- _What the task asks_
Give back the full listing, exactly as it is.

- _Dataset_
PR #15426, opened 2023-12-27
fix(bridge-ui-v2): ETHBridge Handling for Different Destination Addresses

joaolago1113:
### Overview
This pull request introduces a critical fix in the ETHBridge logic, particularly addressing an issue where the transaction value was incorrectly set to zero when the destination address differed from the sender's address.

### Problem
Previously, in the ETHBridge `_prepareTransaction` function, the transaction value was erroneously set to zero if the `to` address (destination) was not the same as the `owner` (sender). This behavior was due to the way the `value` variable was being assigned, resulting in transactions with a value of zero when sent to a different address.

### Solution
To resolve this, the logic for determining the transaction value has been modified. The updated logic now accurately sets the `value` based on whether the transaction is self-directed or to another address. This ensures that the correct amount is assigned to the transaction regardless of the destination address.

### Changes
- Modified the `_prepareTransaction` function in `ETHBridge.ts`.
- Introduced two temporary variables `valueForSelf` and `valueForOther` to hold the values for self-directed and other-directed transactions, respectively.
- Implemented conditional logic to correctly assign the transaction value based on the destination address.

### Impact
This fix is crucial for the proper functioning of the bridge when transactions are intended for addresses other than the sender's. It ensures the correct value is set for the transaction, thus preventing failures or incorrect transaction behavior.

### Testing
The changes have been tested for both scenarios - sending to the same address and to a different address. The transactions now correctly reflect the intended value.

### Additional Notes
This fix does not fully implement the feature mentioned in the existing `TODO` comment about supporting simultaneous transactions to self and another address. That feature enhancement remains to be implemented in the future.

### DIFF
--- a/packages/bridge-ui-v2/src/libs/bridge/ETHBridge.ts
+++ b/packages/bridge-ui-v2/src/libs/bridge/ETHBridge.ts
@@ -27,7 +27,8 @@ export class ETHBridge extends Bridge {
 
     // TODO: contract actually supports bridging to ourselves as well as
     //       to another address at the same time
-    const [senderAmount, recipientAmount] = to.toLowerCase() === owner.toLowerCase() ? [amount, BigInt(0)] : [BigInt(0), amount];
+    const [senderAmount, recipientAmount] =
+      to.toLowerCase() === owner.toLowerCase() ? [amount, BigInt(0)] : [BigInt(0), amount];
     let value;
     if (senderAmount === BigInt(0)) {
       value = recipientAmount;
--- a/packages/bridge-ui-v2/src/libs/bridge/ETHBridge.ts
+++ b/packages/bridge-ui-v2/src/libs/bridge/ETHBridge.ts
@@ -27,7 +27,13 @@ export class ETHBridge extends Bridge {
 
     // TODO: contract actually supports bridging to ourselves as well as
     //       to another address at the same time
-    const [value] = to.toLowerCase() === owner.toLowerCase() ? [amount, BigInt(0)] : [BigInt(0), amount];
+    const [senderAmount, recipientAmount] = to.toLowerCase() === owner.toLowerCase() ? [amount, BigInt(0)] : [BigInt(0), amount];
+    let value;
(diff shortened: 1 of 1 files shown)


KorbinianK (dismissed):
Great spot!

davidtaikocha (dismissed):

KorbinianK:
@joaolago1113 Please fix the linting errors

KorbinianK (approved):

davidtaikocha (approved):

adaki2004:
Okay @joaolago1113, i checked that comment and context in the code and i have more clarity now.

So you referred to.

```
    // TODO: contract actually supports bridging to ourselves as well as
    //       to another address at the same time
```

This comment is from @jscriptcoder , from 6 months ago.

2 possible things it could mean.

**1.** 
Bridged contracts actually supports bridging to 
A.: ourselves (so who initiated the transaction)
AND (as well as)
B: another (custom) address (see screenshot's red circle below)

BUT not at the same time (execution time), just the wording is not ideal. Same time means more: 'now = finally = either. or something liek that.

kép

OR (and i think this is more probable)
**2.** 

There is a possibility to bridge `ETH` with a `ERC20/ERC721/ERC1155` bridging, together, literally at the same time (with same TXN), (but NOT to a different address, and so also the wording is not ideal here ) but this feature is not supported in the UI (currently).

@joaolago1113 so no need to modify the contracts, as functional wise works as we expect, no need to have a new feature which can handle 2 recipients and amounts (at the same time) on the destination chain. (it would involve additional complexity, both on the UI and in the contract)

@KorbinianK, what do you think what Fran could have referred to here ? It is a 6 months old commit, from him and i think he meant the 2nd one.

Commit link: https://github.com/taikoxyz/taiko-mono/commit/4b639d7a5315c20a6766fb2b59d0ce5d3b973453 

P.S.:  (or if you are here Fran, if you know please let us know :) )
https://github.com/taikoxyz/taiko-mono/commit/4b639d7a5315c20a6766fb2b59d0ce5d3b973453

- _Answer space_
PR #15426, opened 2023-12-27
fix(bridge-ui-v2): ETHBridge Handling for Different Destination Addresses

joaolago1113:
### Overview
This pull request introduces a critical fix in the ETHBridge logic, particularly addressing an issue where the transaction value was incorrectly set to zero when the destination address differed from the sender's address.

### Problem
Previously, in the ETHBridge `_prepareTransaction` function, the transaction value was erroneously set to zero if the `to` address (destination) was not the same as the `owner` (sender). This behavior was due to the way the `value` variable was being assigned, resulting in transactions with a value of zero when sent to a different address.

### Solution
To resolve this, the logic for determining the transaction value has been modified. The updated logic now accurately sets the `value` based on whether the transaction is self-directed or to another address. This ensures that the correct amount is assigned to the transaction regardless of the destination address.

### Changes
- Modified the `_prepareTransaction` function in `ETHBridge.ts`.
- Introduced two temporary variables `valueForSelf` and `valueForOther` to hold the values for self-directed and other-directed transactions, respectively.
- Implemented conditional logic to correctly assign the transaction value based on the destination address.

### Impact
This fix is crucial for the proper functioning of the bridge when transactions are intended for addresses other than the sender's. It ensures the correct value is set for the transaction, thus preventing failures or incorrect transaction behavior.

### Testing
The changes have been tested for both scenarios - sending to the same address and to a different address. The transactions now correctly reflect the intended value.

### Additional Notes
This fix does not fully implement the feature mentioned in the existing `TODO` comment about supporting simultaneous transactions to self and another address. That feature enhancement remains to be implemented in the future.

### DIFF
--- a/packages/bridge-ui-v2/src/libs/bridge/ETHBridge.ts
+++ b/packages/bridge-ui-v2/src/libs/bridge/ETHBridge.ts
@@ -27,7 +27,8 @@ export class ETHBridge extends Bridge {
 
     // TODO: contract actually supports bridging to ourselves as well as
     //       to another address at the same time
-    const [senderAmount, recipientAmount] = to.toLowerCase() === owner.toLowerCase() ? [amount, BigInt(0)] : [BigInt(0), amount];
+    const [senderAmount, recipientAmount] =
+      to.toLowerCase() === owner.toLowerCase() ? [amount, BigInt(0)] : [BigInt(0), amount];
     let value;
     if (senderAmount === BigInt(0)) {
       value = recipientAmount;
--- a/packages/bridge-ui-v2/src/libs/bridge/ETHBridge.ts
+++ b/packages/bridge-ui-v2/src/libs/bridge/ETHBridge.ts
@@ -27,7 +27,13 @@ export class ETHBridge extends Bridge {
 
     // TODO: contract actually supports bridging to ourselves as well as
     //       to another address at the same time
-    const [value] = to.toLowerCase() === owner.toLowerCase() ? [amount, BigInt(0)] : [BigInt(0), amount];
+    const [senderAmount, recipientAmount] = to.toLowerCase() === owner.toLowerCase() ? [amount, BigInt(0)] : [BigInt(0), amount];
+    let value;
(diff shortened: 1 of 1 files shown)


KorbinianK (dismissed):
Great spot!

davidtaikocha (dismissed):

KorbinianK:
@joaolago1113 Please fix the linting errors

KorbinianK (approved):

davidtaikocha (approved):

adaki2004:
Okay @joaolago1113, i checked that comment and context in the code and i have more clarity now.

So you referred to.

```
    // TODO: contract actually supports bridging to ourselves as well as
    //       to another address at the same time
```

This comment is from @jscriptcoder , from 6 months ago.

2 possible things it could mean.

**1.** 
Bridged contracts actually supports bridging to 
A.: ourselves (so who initiated the transaction)
AND (as well as)
B: another (custom) address (see screenshot's red circle below)

BUT not at the same time (execution time), just the wording is not ideal. Same time means more: 'now = finally = either. or something liek that.

kép

OR (and i think this is more probable)
**2.** 

There is a possibility to bridge `ETH` with a `ERC20/ERC721/ERC1155` bridging, together, literally at the same time (with same TXN), (but NOT to a different address, and so also the wording is not ideal here ) but this feature is not supported in the UI (currently).

@joaolago1113 so no need to modify the contracts, as functional wise works as we expect, no need to have a new feature which can handle 2 recipients and amounts (at the same time) on the destination chain. (it would involve additional complexity, both on the UI and in the contract)

@KorbinianK, what do you think what Fran could have referred to here ? It is a 6 months old commit, from him and i think he meant the 2nd one.

Commit link: https://github.com/taikoxyz/taiko-mono/commit/4b639d7a5315c20a6766fb2b59d0ce5d3b973453 

P.S.:  (or if you are here Fran, if you know please let us know :) )
https://github.com/taikoxyz/taiko-mono/commit/4b639d7a5315c20a6766fb2b59d0ce5d3b973453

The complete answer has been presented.